What it means to secure Web-based applications
There is a branch of information security dealing with the security of websites and web services (such as APIs), the same area that deals with securing web-based applications.
For web-based businesses, web application security is a central component. The Internet serves a global population and is used in almost every walk of life one may imagine. As such, web properties can be attacked from various locations and with variable levels of complexity and scale. It is therefore critical to have protection against a variety of security threats that take advantage of vulnerabilities in an application’s code. Common web-based application targets are SaaS (Software-as-a-Service) applications and content management systems like WordPress.
A web-based application is a high-priority target if:
- the source code is complex enough to increase the possibility of vulnerabilities that are not contained and result in malicious code manipulation,
- the source code contains exploitable bugs, especially where code is not tested extensively,
- it can provide rewards of high value, including sensitive private data, after successful manipulation of source code,
- attacking it is easy to execute since most attacks are easy to automate and launch against multiple targets.
Failing to secure its web-based application opens an organization up to attacks. Common consequences include information theft, damaged client relationships, legal proceedings, and revoked licenses.
Common Web App Security Vulnerabilities
A wide variety of attacks are available in the wild for web-based applications. These include targeted database manipulation and large-scale network disruption. Following are a few vectors or methods of attacks used by attackers:
A data breach differs from specific attack vectors. A data breach generally refers to the release of private or confidential information. It can stem from mistakes or due to malicious action. Data breaches cover a broad scope and could consist of several highly valuable records to millions of exposed user accounts. Common examples of data breaches include Cambridge Analytica and Ashley Madison.
Cross-site scripting (XSS)
It is a vulnerability that gives an attacker a way to inject client-side scripts into a webpage. The attacker can also directly access relevant information, impersonate a user, or trick them into divulging valuable information.
A perpetrator could notice a vulnerability in an e-commerce site that permits embedding of HTML tags in the site’s comments section. The embedded tags feature permanently on the page, causing the browser to parse them along with other source code each time the page is accessed.
SQL injection (SQLi)
A method whereby a web security vulnerability allows an attacker to interfere with the queries that an application makes to its database. With this, an attacker can view data that they could normally not retrieve. Attackers may also modify or create fresh user permissions, manipulate or remove sensitive data. Such data could belong to other users, or be any data the application itself can access.

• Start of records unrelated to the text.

PR #666, opened 2024-03-26
parallelize typechecking so it runs faster, fix failing examples

charlesfrye:
resolves a TODO and enables us to bring back typechecking without sacrificing latency of CI/CD on example PRs

### DIFF
--- a/.github/workflows/typecheck.yml
+++ b/.github/workflows/typecheck.yml
@@ -1,9 +1,10 @@
 name: Typecheck
 on:
+  push:
+    branches:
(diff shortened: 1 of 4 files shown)


charlesfrye:
>3x faster! 🎉 

at ~50s it is now almost as fast as the pytest check, which is 30s


Screenshot 2024-03-26 at 1 33 13 PM

charlesfrye:
note that it will also start failing if the main typechecking component starts taking longer than 60s!

PR #669, opened 2024-03-26
remove many old examples, move some into misc with reduced QoS

charlesfrye:
Some of the examples are getting a bit dated. Additionally, we'd like to focus on a smaller set of high quality examples so that we can be sure folks' first experience of Modal is good without creating too high of a maintenance burden.

This PR removes a number of dated or superseded examples. It further moves several of them into the `misc` folder, which now has a README that identifies it as a set of examples with lower QoS. It also removes `misc` from the oversight of the synthetic monitoring system.

### Type of Change

- [ ] New example


ekzhang:
> It also removes `misc` from the oversight of the synthetic monitoring system.

Great idea! Sounds like it would help us focus on monitoring examples that matter that are more widely used.

charlesfrye:
converting to draft to prevent accidental merge before the frontend is ready

PR #671, opened 2024-03-27
Fix typos in comfyui / a1111 examples

ekzhang:
Fix a couple minor typos.


charlesfrye:
good catch! yeah, that timeout was supposed to be 180

PR #693, opened 2024-04-09
removes extra copies of falcon inference examples

charlesfrye:
These were supposed to be removed in #669


06_gpu_and_ml/llm-structured/instructor/inference.py
```diff
@@ -0,0 +1,77 @@
+# # Fast inference with vLLM (Mistral 7B)
```
mwaskom, line 1: Am I missing something here? Looks like this is demonstrating vLLM inference as an openAI-compatible server, not anything to do with `instructor`?

Also we've got a lot of vLLM copy-pasta going on, I'm making updates in one place while we're spawning copies of the old version elsewhere :D. We need a better approach here. (Hard problem though!)

PR #697, opened 2024-04-10
Updates to mixtral vllm example

mwaskom:
Follow-on to #691 in the Mixtral example. Mostly the same updates as there, but also some changes to the local entrypoint logic. Because we call `flush=True`, we were getting a single token on each line when we streamed the output into the terminal:

image

But if you remove `flush=True`, you don't get any streaming.

As a compromise, I am flushing every time a token ends with a newline. That still mostly gives you the "streaming" effect while keeping the text in the terminal readable.

### Type of Change

- [ ] New example


charlesfrye:
i like the compromise!

PR #698, opened 2024-04-12
Replace keep_warm with container_idle_timeout in example

freider:
Keep warm can easily lead to a budget getting consumed by an unknowing user who deploys this to play around with it and then forgets it.


thundergolfer (approved):
Makes sense. The benefit over `container_idle_timeout` is that `keep_warm` immediately spins up the container whereas the former waits for a request. This shortens the user perceived cold start a bit. But tradeoff probably not worth it. We should just speed up cold start 🙂

PR #702, opened 2024-04-18
removes blender example

charlesfrye:
This example is no longer working due to a system package issue. Most of it hasn't been touched in two years and the setup is sufficiently janky that it feels like a bad example of what the platform is capable of.

But if someone wants to resurrect the example post-deletion and make it more stable, they're welcome to!


charlesfrye:
we're keeping the example

PR #8, opened 2019-11-06
Add thriftpool package

fishy:
This package defines an thrift client pool interface, and comes with a
channel based implementation.

The benchmark result shows that the channel based implementation takes
~100ns for a Get/Release pair calls.

    $ go test -bench=. -benchmem
    goos: darwin
    goarch: amd64
    pkg: github.com/reddit/baseplate.go/thriftpool
    BenchmarkPoolGetRelease/channel-8         	12180511	        95.9 ns/op	       0 B/op	       0 allocs/op
    PASS
    ok  	github.com/reddit/baseplate.go/thriftpool	1.288s

### DIFF
--- a/thriftpool/channel.go
+++ b/thriftpool/channel.go
@@ -1,0 +1,120 @@
+package thriftpool
+
+import (
+	"sync/atomic"
+)
+
+type channelPool struct {
+	pool           chan Client
+	opener         ClientOpener
+	numActive      int32
+	minConnections int
+	maxConnections int
+}
+
+// Make sure channelPool implements Pool interface.
+var _ Pool = (*channelPool)(nil)
+
+// NewChannelPool creates a new thrift client pool implemented via channel.
+func NewChannelPool(minConnections, maxConnections int, opener ClientOpener) (Pool, error) {
+	if minConnections > maxConnections {
+		return nil, &ConfigError{
+			MinConnections: minConnections,
+			MaxConnections: maxConnections,
+		}
+	}
+
+	pool := make(chan Client, maxConnections)
+	for i := 0; i < minConnections; i++ {
+		c, err := opener()
+		if err != nil {
+			return nil, err
+		}
+		pool <- c
+	}
+
+	return &channelPool{
+		pool:           pool,
+		opener:         opener,
+		minConnections: minConnections,
+		maxConnections: maxConnections,
+	}, nil
+}
+
+// Get returns a thrift client from the pool.
+func (cp *channelPool) Get() (client Client, err error) {
+	defer func() {
+		if err == nil {
+			atomic.AddInt32(&cp.numActive, 1)
+		}
+	}()
+
+	select {
+	case c := <-cp.pool:
+		if c.IsOpen() {
+			return c, nil
+		}
+	default:
+	}
+
+	if cp.IsExhausted() {
+		err = ErrExhausted
+		return
+	}
+	return cp.opener()
+}
+
+// Release releases a client back to the pool.
+//
+// If the pool is full, the client will be closed instead.
+//
+// Calling Release after Close will cause panic.
+func (cp *channelPool) Release(c Client) error {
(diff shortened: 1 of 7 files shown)


fishy:
I have two open questions here:

1. For the package path, do you guys prefer `thriftpool` or `thriftbp/pool`?
2. Do we want to leave the list implementation in, or just remove it and only provide the channel implementation?

thriftpool/list.go
```diff
@@ -0,0 +1,128 @@
...
+	pool           []Client
+	opener         ClientOpener
+	numActive      int32
+	minConnections int
+	maxConnections int
+}
+
+var _ Pool = (*listPool)(nil)
+
+// NewListPool creates a new thrift client pool implemented via lise/slice.
```
pacejackson: typo:

```suggestion
// NewListPool creates a new thrift client pool implemented via list/slice.
```

thriftpool/list.go
```diff
@@ -0,0 +1,129 @@
...
+	minConnections int
+	maxConnections int
+}
+
+// Make sure listPool implements Pool interface.
+var _ Pool = (*listPool)(nil)
+
+// NewListPool creates a new thrift client pool implemented via list (slice).
+//
+// In most cases you should use the channel implementation instead.
```
pacejackson: Is there a reason someone would use it?  It might make sense to only do the `channelPool` implementation if not, and if so a comment with some guidance about when you would use this might be nice.

thriftpool/channel.go
```diff
@@ -0,0 +1,120 @@
...
+			atomic.AddInt32(&cp.numActive, 1)
+		}
+	}()
+
+	select {
+	case c := <-cp.pool:
+		if c.IsOpen() {
+			return c, nil
+		}
+	default:
```
pacejackson: Am I correct in understanding that this means that if the pool is exhausted, we don't block at all to wait for a connection to be released?  That seems like something we might want to support rather than immediately returning an error?

thriftpool/channel.go
```diff
@@ -0,0 +1,120 @@
...
+		c = newC
+	}
+
+	select {
+	case cp.pool <- c:
+		atomic.AddInt32(&cp.numActive, -1)
+		return nil
+	default:
+		// Pool is full, just close it instead.
+		return c.Close()
```
pacejackson: 🔕 I was trying to think through _how_ this can happen, is it because the following can happen:

1. 2 goroutines call `Get`
2. Both try to get a connection while the pool is empty
3. _Before_ they check `IsExhausted`, a connection is released back into the pool
4. Both goroutines open new connections and return those

thriftpool/channel.go
pacejackson: Ah, I forgot that we don’t necessarily start with a full pool, this makes more sense given that.

fishy: Yes :)

thriftpool/channel.go
pacejackson: Note, this can also happen because the pool doesn’t necessarily start full, so there can be 1 slot left and 2 goroutines calling “get” at the same time, so they both can pass the exhausted check and make 2 new connections

thriftpool/list.go
fishy: In the case that they might call `Release` after `Close`, maybe? But yea I don't feel strongly to keep this implementation.

fishy:
:haircut:

thriftpool/channel.go
```diff
@@ -0,0 +1,120 @@
+package thriftpool
```
konradreiche: I like `thriftpool` over `thriftbp/pool` as it keeps the package depth low.

fishy:
> This looks good, I'd maybe suggest adding a test which tests the `thriftpool` in a concurrent scenario to make sure we catch and test for regression of any data races.

Done. PTAL.

PR #10, opened 2019-11-09
Update README.md

scravy:
Link existing baseplate.py project


README.md
```diff
@@ -1,5 +1,5 @@
 # baseplate.go
-Baseplate implemented in go
+[Baseplate](https://github.com/reddit/baseplate.py) implemented in go
```
fishy: I don't think this is the correct change, although it indeed provides more context than before.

In certain cases, an attacker can escalate the attack to exploit backend infrastructure like the underlying server. Common SQL injection examples include:
- Retrieving hidden data, thus modifying a SQL query to return enhanced results;
- Subverting application logic by essentially changing a query;
- UNION attacks, so as to retrieve data from different database tables;
- Examining the database, to retrieve information on the database’s version and structure; and
- Blind SQL injection, where you’re unable to retrieve application responses from queries you control.
To illustrate subverting application logic, take an application that lets users log in with a username and password. If the user submits their username as donnie and their password as peddie, the application tests the credentials by performing this SQL query:
SELECT * FROM users WHERE username = ‘donnie’ AND password = ‘donnie’
The login is successful where the query returns the user’s details. It is rejected, otherwise.
An attacker can log in here as a regular user without a password, by merely using the SQL comment sequence — to eliminate the password check from the WHERE clause of the query. An example is submitting the username admin’–along with a blank password in this query:
SELECT * FROM users WHERE username = ‘admin’--’ AND password = ‘’
This query returns the user whose username is admin, successfully logging in the attacker in as that user.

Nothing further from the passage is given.